Directions for this task >> An exact reproduction of all the entries is what the answer must contain.
***** Records shown
PR #302, opened 2017-02-20
Fix blockquote formatting

SergioEstevao:
How to test:
 - Start the demo app
 - Open the empty demo
 - Write a line with some text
**********
Task answer >>
PR #302, opened 2017-02-20
Fix blockquote formatting

SergioEstevao:
How to test:
 - Start the demo app
 - Open the empty demo
 - Write a line with some text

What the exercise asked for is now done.